Exercise objective
Print every record exactly.

(Saved entries)
-=-=-

PR #2575, opened 2020-10-09
Spearhead posts excerpts styles

MaggieCabrera:

This provides styles for the excerpt of the posts both on the front page and the archives/category pages.

* Changed the "More" link to fit the design
* Removed the Seedlet footer links for the excerpts.

#### Screenshots:

Screenshot 2020-10-09 at 17 24 18

#### Related issue(s):

#2524


jffng (commented):
This looks good to me!

My only comment is I wonder we should place an ellipsis between the excerpt text and the "More" link? It's a little abrupt to go straight from the text to the "More" button.

Screen Shot 2020-10-09 at 2 53 27 PM

scruffian:
I found a couple of issues with this approach:

Screenshot 2020-10-12 at 17 59 55
Screenshot 2020-10-12 at 17 59 36

I have a solution in mind for this, I'm just testing it

scruffian (changes requested):
See screenshots above

scruffian:
This is ready for another review

spearhead/template-parts/content/content-excerpt.php
```diff
@@ -0,0 +1,29 @@
+<?php
+/**
+ * Template part for displaying post archives and search results
+ *
+ * @link https://developer.wordpress.org/themes/basics/template-hierarchy/
+ *
+ * @package Seedlet
```
jffng, line 7:
```suggestion
 * @package Spearhead
```

jffng (commented):
This is looking good! I found one issue with the hover state of the more link:

Kapture 2020-10-13 at 12 10 26

Looks like it briefly gets an underline and changes the height of the element when the mouse leaves the target hover area.

kjellr:
I may have missed the discussion, but I see that this isn't inlined anymore. Was that idea abandoned? 

In any case, can we shrink the text size of the read more link to match the excerpt? We should also add an underline on hover to this link. 

Not sure if it's just that this PR is out of date, but I see this error when loading a post that uses the Latest Posts block. I don't see it on Master: 

Screen Shot 2020-10-13 at 12 20 44 PM

MaggieCabrera:
> Looks like the height of the element changes when the mouse enters the target hover area, and briefly gets an underline when the mouse leaves the target area.

This is actually a border, I believe: 

https://github.com/Automattic/themes/blob/68196181c6efc7d0488a9b5b69ca8b4aa7b1f7dd/spearhead/assets/sass/_text.scss#L2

-=-=-

Solved problem
PR #2575, opened 2020-10-09
Spearhead posts excerpts styles

MaggieCabrera:

This provides styles for the excerpt of the posts both on the front page and the archives/category pages.

* Changed the "More" link to fit the design
* Removed the Seedlet footer links for the excerpts.

#### Screenshots:

Screenshot 2020-10-09 at 17 24 18

#### Related issue(s):

#2524


jffng (commented):
This looks good to me!

My only comment is I wonder we should place an ellipsis between the excerpt text and the "More" link? It's a little abrupt to go straight from the text to the "More" button.

Screen Shot 2020-10-09 at 2 53 27 PM

scruffian:
I found a couple of issues with this approach:

Screenshot 2020-10-12 at 17 59 55
Screenshot 2020-10-12 at 17 59 36

I have a solution in mind for this, I'm just testing it

scruffian (changes requested):
See screenshots above

scruffian:
This is ready for another review

spearhead/template-parts/content/content-excerpt.php
```diff
@@ -0,0 +1,29 @@
+<?php
+/**
+ * Template part for displaying post archives and search results
+ *
+ * @link https://developer.wordpress.org/themes/basics/template-hierarchy/
+ *
+ * @package Seedlet
```
jffng, line 7:
```suggestion
 * @package Spearhead
```

jffng (commented):
This is looking good! I found one issue with the hover state of the more link:

Kapture 2020-10-13 at 12 10 26

Looks like it briefly gets an underline and changes the height of the element when the mouse leaves the target hover area.

kjellr:
I may have missed the discussion, but I see that this isn't inlined anymore. Was that idea abandoned? 

In any case, can we shrink the text size of the read more link to match the excerpt? We should also add an underline on hover to this link. 

Not sure if it's just that this PR is out of date, but I see this error when loading a post that uses the Latest Posts block. I don't see it on Master: 

Screen Shot 2020-10-13 at 12 20 44 PM

MaggieCabrera:
> Looks like the height of the element changes when the mouse enters the target hover area, and briefly gets an underline when the mouse leaves the target area.

This is actually a border, I believe: 

https://github.com/Automattic/themes/blob/68196181c6efc7d0488a9b5b69ca8b4aa7b1f7dd/spearhead/assets/sass/_text.scss#L2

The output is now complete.